While economic uncertainty indicated a contraction in the automotive market in 2023, Musk highlighted that the company witnessed the strongest orders (the highest in its history) in January. He added that the company is seeing orders that are twice its production rate. Thanks to the high order volumes, the company slightly raised the price of its Model Y. Moreover, Musk expects demand to remain strong.
Additionally, Tesla will likely benefit from the increase in production and margin expansion. Tesla rolled out production guidance of 1.8 million vehicles for 2023 (with a potential for 2 million vehicles). Meanwhile, its operating margin will likely benefit from operating leverage.
Taking note of Tesla’s leadership position in the EV market and strong profitability, Rakesh said, “we continue to see TSLA as a global leader in EV (~17% C22E share) with industry leading margins and a long-term 50% CAGR production target intact, as we see secular EVs growing at a ~30%+ 10Y CAGR.”
Even though the five-star analyst is bullish about Tesla stock, he sees weak consumer spending and affordability as near-term headwinds. Nevertheless, his price target of $250 implies a further upside of 40.53% in Tesla stock based on the closing price of $177.90 on January 27.

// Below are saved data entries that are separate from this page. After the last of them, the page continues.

PR #2448, opened 2024-06-04
Ensure `_prepare_state` support jax

Ericgig:
**Description**
The check that the initial state was already normalised for normalising output would branch over values, which breaks `jax.jit` support... Moved the option check first.

Also changed the `isoper` check to filter out rectangular operator.
Rectangular state in solver are tolerated, but we don't have tests for it. I did not add any here, but we should 

**Related issues or PRs**
qutip/qutip-jax#49 qutip/qutip-tutorials#100


pmenczel (approved):
Looks good to me, and I think this should fix the issues in qutip-qoc

PR #2452, opened 2024-06-12
Add dispatcher for sqrtm

rochisha0:
**Description**
Add dispatcher for `sqrtm` in `qobj.py`. This will help us to create a similar function in `jax` for `sqrtm` specifically.

This PR creates a dispatcher function for `sqrtm` that uses `scipy.linalg.sqrtm` to compute square root of a matrix


Ericgig (commented):
The dispatcher and the tests are good.
Seems to have some mix up with version in qobj.py...
Could you merge / rebase your branch to fix this.

PR #186, opened 2018-06-25
Adding fields to the API does not break model initialization

zspencer:


lib/nylas/model/attributable.rb
```diff
@@ -21,6 +25,10 @@ def to_h
         attributes.to_h
       end
 
+      private def attribute_definitions
+        self.class.attribute_definitions
```
HayleyCAnderson: This is a little bit scary to me... I think I'd rather see the call to `class` where it's used rather than having to look in an instance method.

lib/nylas/model/attributable.rb
```diff
@@ -8,7 +8,11 @@ def self.included(model)
 
       def initialize(**initial_data)
         initial_data.each do |attribute_name, value|
-          send(:"#{attribute_name}=", value)
+          if attribute_definitions.key?(attribute_name)
```
HayleyCAnderson: I'm wondering if rather than doing this check, would it make sense to make use of `method_missing`? I think that could potentially be more clear about the intentionality and be more resilient.

lib/nylas/model/attributable.rb
34ndju: +1, don't think this is necessary either

spec/nylas/model_spec.rb
```diff
@@ -40,6 +40,10 @@ def example_instance_hash
       expect(instance.api).to eql(api)
     end
 
+    it "instantiates gracefully even if the api responds with additional fields" do
```
HayleyCAnderson: Is this the only place tests should be updated for this change?

lib/nylas/model/attributable.rb
zspencer: in my experience, method missing is a bit harder to trace down what is going on. This is checking that an attribute is defined, and if so, calling the method. I could see the argument made that this violates "tell don't ask" in that we want to tell the model to assign the value, but the level of indirection that method missing/metaprogramming introduces doesn't feel like a valuable trade off to me.

spec/nylas/model_spec.rb
zspencer: I'm not sure which places would be good to add this? This is testing it as close to the base implementation as possible, which means it's less likely to fail for weird reasons.

lib/nylas/model/attributable.rb
zspencer: Sounds reasonable. Gonna push this up.

lib/nylas/model/attributable.rb
HayleyCAnderson: Yeah, it's a tradeoff either way... As long as this is definitely the only place that's calling these attributes in this way, then that's fine.

zspencer: In cases where someone calls `contact.field_that_doesnt_exist="foo"` it will continue to raise an `undefined method` error; which feels like it's in line with the principle of least surprise.

spec/nylas/model_spec.rb
zspencer: Well, the other place this *could* bite us is when someone using `update` on a model; which is only called by users of the library. I think in those cases it's probably good to raise an error, as we want to make sure people aren't trying to update attributes that don't exist. That said a more intent-revealing error could be more appropriate.

zspencer: @HayleyCAnderson - I've changed update to raise an exception if a user attempts to update a field that is not part of the API schema supported by the gem.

Will Tesla Stock Go Up in 2023?
Tesla stock has gained over 44% year-to-date. Moreover, the majority of analysts remain bullish about its prospects. TSLA stock has received 20 Buy, seven Hold, and three Sell recommendations for a Moderate Buy consensus rating on TipRanks. Meanwhile, analysts’ price target of $191.37 implies an upside of 7.57%.
Bottom Line
Tesla’s market leadership and strong demand position it well to deliver solid sales in 2023. Moreover, its ability to expand operating margins by introducing lower-cost models, more-efficient factories, and operating leverage bodes well for profitability. However, economic uncertainty may continue to be a short-term drag.